Consecuentes con esa premisa de la democracia, los senadores del PRD optamos por retirarnos del diálogo-monólogo que habían implementado el PRI y su aliado el PAN. Ellos tienen la mayoría, pero se niegan a debatir las razones. En un primer paso, trazaron un calendario tramposo, suponiendo que los mexicanos quedarían paralizados mentalmente por el fútbol y esa mayoría pudiera aprovechar el momento, supuestamente favorable a ellos, para actuar con toda impunidad en el Congreso. Actuar sin mayores dificultades.

Ciertamente, a la mayoría de los mexicanos nos gusta el fútbol y disfrutamos o sufrimos respectivamente los altibajos de nuestra selección.  Tenemos puesta la camiseta del equipo nacional; pero esta actitud no se contradice con la opción por los intereses nacionales. No sería exagerado decir que al contrario, pero por ahora vayamos a otro plano del asunto.

Lo que sucedió en el Senado es que se violó el reglamento interno al pretenderse limitar las participaciones de quienes nos oponemos a una legislación entreguista relacionada con los energéticos. Nuestros argumentos han sido apabullantes sobre el error de dejar los recursos energéticos en manos privadas que no buscan el desarrollo del país, sino la ganancia pronta y fácil. No se puede poner a competir a PEMEX con los grandes corporativos transnacionales cuya acumulación de recursos y tecnologías lleva más de un siglo en algunos casos, y en muchos más en condiciones de depredación.
Como antes se ha reiterado, los veneros del petróleo no deben ser escriturados para la mano extranjera. PEMEX no es una empresa que promueva la bancarrota ni mucho menos.  Si tiene dificultades financieras es por la sencilla razón de que cubre más de la tercera parte del gasto nacional y, por eso mismo, no ha podido tener una mayor rentabilidad. Para los legisladores del PRD no está claro cómo se van a asignar los contratos ni quién va a substituir a  PEMEX como fuente de recursos para el presupuesto nacional. Tampoco está claro cómo se explica o justifica el deterioro ambiental que va a generar una inversión privada sin mayores cortapisas. Hay muchas dudas y estas son compartidas por la mayor parte de los mexicanos.

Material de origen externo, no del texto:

PR #3343, opened 2023-10-08
[VL] Pull data-source JNI wrapper up to common module

zhztheplayer:
Previously we mixed the use of Velox-related code in common JNI wrapper code. This is to clean up the code to make write API backend-independent.

### DIFF
--- a/backends-velox/src/main/scala/org/apache/spark/sql/execution/datasources/VeloxWriteQueue.scala
+++ b/backends-velox/src/main/scala/org/apache/spark/sql/execution/datasources/VeloxWriteQueue.scala
@@ -16,7 +16,8 @@
  */
 package org.apache.spark.sql.execution.datasources
 
-import io.glutenproject.spark.sql.execution.datasources.velox.DatasourceJniWrapper
+import io.glutenproject.datasource.velox.DatasourceJniWrapper
+import io.glutenproject.vectorized.{CloseableColumnBatchIterator, ColumnarBatchInIterator}
 
 import org.apache.spark.sql.execution.datasources.VeloxWriteQueue.EOS_BATCH
 import org.apache.spark.sql.vectorized.ColumnarBatch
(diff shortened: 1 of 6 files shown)


backends-velox/src/main/scala/org/apache/spark/sql/execution/datasources/VeloxWriteQueue.scala
```diff
@@ -41,7 +45,9 @@ class VeloxWriteQueue(
   private val writeThread = new Thread(
     () => {
       try {
-        datasourceJniWrapper.write(dsHandle, scanner)
+        datasourceJniWrapper.write(
+          dsHandle,
+          new ColumnarBatchInIterator(new CloseableColumnBatchIterator(scanner).asJava))
       } catch {
         case e: Throwable =>
           writeException.set(e)
```
zhztheplayer, line 53: @JkSelf I think it's OK to remove all the write queue stuffs in future, since Velox's Parquet writer exposes a "write(rv)" API. Previously in Gazelle we had to pass a iterator to Arrow library for writing so that a queue was required.

zhztheplayer: Indeed, write performance might be impacted then. So some sort of PoCs will be needed.

JkSelf: @zhztheplayer If each batch calls a JNI function here, it may impact performance. However, I cannot recall the specific performance data at the moment. We can conduct a few POCs tests later to gather more information. Additionally, we are working on upgrading to Spark 3.4. With this update, we can directly incorporate a WriteTransformer to achieve Parquet write functionality, eliminating the need for these unnecessary lines of code.

zhztheplayer:
@JkSelf Please review, thanks.

JkSelf (approved):
LGTM. Thanks for your great work.

PR #3344, opened 2023-10-08
[VL] Improving VeloxShuffleWriter performance by just iterating valid partitions

zuochunwei:

The `numPartitions_` is set to `4096` for many jobs in our environment(`Meituan`), and the number of rows in a batch is also `4096`. 

The above configuration will result in some partitions not having rows, we need not iterate for all partitions(4096) but only the used partitions.

In order to avoid unnecessary iteration, I added a member data `partitionUsed` representing the partitions having values and then changed the loop based on all partitions to based on `partitionUsed`.

The performance will not be influenced if the `numPartitions_` configured a small value because the number of valid partitions will never be larger than the number of all partitions.

wait for a test under `meituan`'s environment, I will add the test result later.

(Fixes: \#ISSUE-ID)

## How was this patch tested?

### DIFF
--- a/cpp/velox/shuffle/VeloxShuffleWriter.cc
+++ b/cpp/velox/shuffle/VeloxShuffleWriter.cc
@@ -362,7 +362,6 @@ arrow::Result<std::shared_ptr<VeloxShuffleWriter>> VeloxShuffleWriter::create(
   oss << " write_eos:" << options.write_eos;
   oss << " partition_writer_type:" << options.partition_writer_type;
   oss << " thread_id:" << options.thread_id;
-  oss << " offheap_per_task:" << options.offheap_per_task;
   LOG(INFO) << oss.str();
 #endif
   std::shared_ptr<VeloxShuffleWriter> res(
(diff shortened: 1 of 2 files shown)


cpp/velox/shuffle/VeloxShuffleWriter.cc
```diff
@@ -623,16 +622,22 @@ arrow::Status VeloxShuffleWriter::buildPartition2Row(uint32_t rowNum) {
...
+
+  // calc valid partition list
+  partitionUsed.clear();
+  for (auto pid = 0; pid != numPartitions_; ++pid) {
+    if (partition2RowCount_[pid] > 0) {
+      partitionUsed.push_back(pid);
+    }
+  }
+
+  std::cout << "[zcw] partitionUsed.size:" << partitionUsed.size() << " numPartitions_:" << numPartitions_ << std::endl;
```
marin-ma, line 640: Please remove this log, or change it to debug log if necessary.

zuochunwei: OK

cpp/velox/shuffle/VeloxShuffleWriter.cc
```diff
@@ -42,7 +42,7 @@ using namespace facebook::velox;
 
 namespace gluten {
 
-#define VELOX_SHUFFLE_WRITER_LOG_FLAG 0
+#define VELOX_SHUFFLE_WRITER_LOG_FLAG 1
```
marin-ma, line 45: Please disable this flag.

zuochunwei: OK

zuochunwei:
@marin-ma ci passed

marin-ma (approved):

marin-ma:
Thanks! cc: @FelixYBW

zuochunwei:
We made a test for a big job, and the following is the result:

select the longest stage(21) of this job, the time cost(Median) is 7min vs 5.8min

test with this PR
image

test without this PR
image

marin-ma:
> We made a test for a big job, and the following is the result:
> 
> select the longest stage(21) of this job, the time cost(Median) is 7min vs 5.8min
> 
> test with this PR image
> 
> test without this PR image

@zuochunwei Is this the test result for the latest main branch, or an old version of main?

PR #3350, opened 2023-10-09
[VL] Run cpp test before maven test in CI

marin-ma:


zhztheplayer:
Sounds weird more or less to rely on Java code to generate data for C++ testing. May be we need to have a better design on this.

marin-ma:
> Sounds weird more or less to rely on Java code to generate data for C++ testing. Maybe we need to have a better design on that.

@zhztheplayer The substrait plan is generated by java code, and the generated json string may change. Do you have any suggestions?

zhztheplayer:
> > Sounds weird more or less to rely on Java code to generate data for C++ testing. Maybe we need to have a better design on that.
> 
> @zhztheplayer It is c++ micro benchmark that relies on Java test, not c++ UT. The substrait plan is generated by java code, and the generated json string may change. Do you have any suggestions?

No, so far so good. As long as the design doesn't block your work.

zhztheplayer (approved):

PR #3367, opened 2023-10-10
[VL] Improving performance by using simd gather instructions 

zuochunwei:

please don't review this PR now, wait for me to make a test.

(Fixes: \#ISSUE-ID)

## How was this patch tested?

### DIFF
--- a/cpp/CMakeLists.txt
+++ b/cpp/CMakeLists.txt
@@ -83,6 +83,7 @@ add_compile_options(-Werror)
 add_compile_options(-Wno-error=parentheses)
 add_compile_options(-Wno-error=unused-function)
 add_compile_options(-Wno-error=unused-variable)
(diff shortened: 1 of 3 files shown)


zuochunwei:
The result does not conform to the expectation, and I will close later.

FelixYBW:
No benefit but no hurt either. We may keep it if you like

cpp/CMakeLists.txt
```diff
@@ -83,6 +83,7 @@ add_compile_options(-Werror)
 add_compile_options(-Wno-error=parentheses)
 add_compile_options(-Wno-error=unused-function)
 add_compile_options(-Wno-error=unused-variable)
+add_compile_options(-mavx2)
```
ulysses-you, line 86: macos arm64 does not support this option, can we only enable it for linux os ?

Tampoco compartimos, junto con muchos mexicanos, la intención de desnacionalizar los recursos petroleros y demás energéticos, que hasta ahora constituían una verdadera reserva física de la soberanía nacional. Inclusive, el ánimo nacional se refleja en mediciones hechas por el propio gobierno.
Por esa razón el PRD, representado por su cuerpo de senadores de la República  abandonamos el recinto senatorial. Esta acción política de protesta  no significa que abandonemos el debate, porque el debate sobre el tema es nuestro mejor escenario.  Nuestro mayor recurso es el de esgrimir argumentos de peso para evitar que se consume una acción que contiene muchos elementos de traición a las mejores esencias del país que se llama México.

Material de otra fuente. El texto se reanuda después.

PR #3376, opened 2023-10-11
[Gluten-core][VL] Supports DeltaLake 2.2 Read

YannByron:

1. Supports Delta scan in Velox .
2. Delta 2.x supports Column Mapping, which is also supported in this PR.
3. Not support DeletionVector that is a new feature after Delta2.3

(Fixes: https://github.com/oap-project/gluten/issues/2891)

## How was this patch tested?

### DIFF
--- a/backends-velox/pom.xml
+++ b/backends-velox/pom.xml
@@ -185,6 +185,11 @@
       <version>1.3.0</version>
       <scope>compile</scope>
     </dependency>
+    <dependency>
+      <groupId>io.delta</groupId>
+      <artifactId>delta-core_${scala.binary.version}</artifactId>
+      <scope>test</scope>
+    </dependency>
   </dependencies>
 
   <build>
--- a/backends-velox/src/test/scala/io/glutenproject/execution/VeloxDeltaSuite.scala
+++ b/backends-velox/src/test/scala/io/glutenproject/execution/VeloxDeltaSuite.scala
@@ -1,0 +1,79 @@
+/*
+ * Licensed to the Apache Software Foundation (ASF) under one or more
+ * contributor license agreements.  See the NOTICE file distributed with
+ * this work for additional information regarding copyright ownership.
+ * The ASF licenses this file to You under the Apache License, Version 2.0
+ * (the "License"); you may not use this file except in compliance with
+ * the License.  You may obtain a copy of the License at
+ *
+ *    http://www.apache.org/licenses/LICENSE-2.0
+ *
+ * Unless required by applicable law or agreed to in writing, software
+ * distributed under the License is distributed on an "AS IS" BASIS,
+ * WITHOUT WARRANTIES OR CONDITIONS OF ANY KIND, either express or implied.
+ * See the License for the specific language governing permissions and
+ * limitations under the License.
+ */
+package io.glutenproject.execution
+
+import org.apache.spark.SparkConf
+import org.apache.spark.sql.Row
+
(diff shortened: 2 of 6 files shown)


YannByron:
Follow https://github.com/oap-project/gluten/pull/2902

felipepessoto:
@YannByron do you have any suggestion how we can test how broken is Delta when running on Gluten/Velox?

I started an experiment, but then realized it doesn't follow the same pattern Gluten uses to test Spark. It seems we extends the existing classes and adds GlutenSQLTestsTrait, example: https://github.com/oap-project/gluten/pull/1381/files.
Should we do the same with Delta?


The experiment I started was to actually change Delta code to run the tests using Gluten:

1-) Cherry picked this to Delta 2.2. (this old workaround is not needed anymore and was messing the extension setting): https://github.com/delta-io/delta/commit/975daae690bce6295e5f8814f2515562553ed2ad
2-) Added gluten to the session, at DeltaSQLCommandTest.sparkConf:
```
  override protected def sparkConf: SparkConf = {
    super.sparkConf
      .set(StaticSQLConf.SPARK_SESSION_EXTENSIONS.key,
        classOf[DeltaSparkSessionExtension].getName)
      .set(SQLConf.V2_SESSION_CATALOG_IMPLEMENTATION.key,
        classOf[DeltaCatalog].getName)
      .set("spark.plugins", "io.glutenproject.GlutenPlugin")
      .set("spark.gluten.sql.columnar.backend.lib", "velox")
      .set("spark.memory.offHeap.enabled", "true")
      .set("spark.memory.offHeap.size", "10g")
      .set("spark.gluten.sql.columnar.forceshuffledhashjoin", "true")
      .set("spark.shuffle.manager", "org.apache.spark.shuffle.sort.ColumnarShuffleManager")
  }
```
3-) Added a reference to gluten jar in libraryDependencies for delta-core.

But it it not a complete solution, most of tests are failing or not running. And the ones which passes, I can't say if they are passing they Gluten falls back to non-native.

felipepessoto:
Found that _metadata is not working for Delta when column mapping is enabled.

_metadata has been recently changed to fall back: https://github.com/oap-project/gluten/issues/2618

yma11:
@YannByron will you work on update this PR based on [discussion](https://github.com/oap-project/gluten/issues/3378)?

YannByron:
Hi, @felipepessoto, sorry for the late reply.

I run TPCDS based on delta table with gluten/velox in EMR. I use Delta 2.2 only with some internal commits (there aren't related to gluten/velox), and add the delta jar in `$SPARK_HOME/jars`. And the configures are same with yours except that I don't use `spark.gluten.sql.columnar.backend.lib`. 
 
> Found that _metadata is not working for Delta when column mapping is enabled.

I'm not really aware of this _metadata. Where to use this during querying delta in gluten/velox env? If _metadata is used in parsing delta log, i think we can ignore for now because there are other factors (like UDFs) which make parsingdelt unsupported and the time cost for this phase was low.

YannByron:
@felipepessoto I test this case that query metadata on delta table that enable column mapping, and this can work correctly. Please check if there is this patch https://github.com/oap-project/gluten/pull/2563 in gluten you used. Cause gluten is not supported metaColumn, it will fallback the Scan to Spark.

YannByron:
And to support metadata column is tracked by https://github.com/oap-project/gluten/issues/2618.

Issue #1283, opened 2023-04-04
[CORE] Throw error when a static config option gets changed


zhztheplayer:
Static config is not allowed to change in vanilla Spark's design.

However in Gluten the "backend conf" (distinguished with session conf) is designed in the similar concept with static config but is allowed to change without throwing error. We should make it act as Spark static conf either.

PR #3386, opened 2023-10-11
[GLUTEN-1283][VL] Distinguish static/dynamic configs introduced for backend

PHILO-HE:

Some configs should not allow users to change them during the session. We should make them static. And when getting session configs, static configs should be excluded.

(Fixes: \#1283)

## How was this patch tested?

Existing UTs.


zhztheplayer (approved):
Thanks!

Tampoco se piense que caemos en un anacrónico exceso nacionalista. Hoy el mundo es diferente y está más interrelacionado. Por eso mismo, necesitamos fortalecer un esquema preventivo que nos permita interaccionar en el entorno mundial en mejores condiciones. No creemos que el fútbol sea una actividad de tontos; por el contrario, lo asumimos con entusiasmo y pasión. Lo que no queremos es que se confunda la actividad con la intención.



* El autor es Senador por Chiapas y Secretario de la Comisión de Estudios Legislativos, Primera.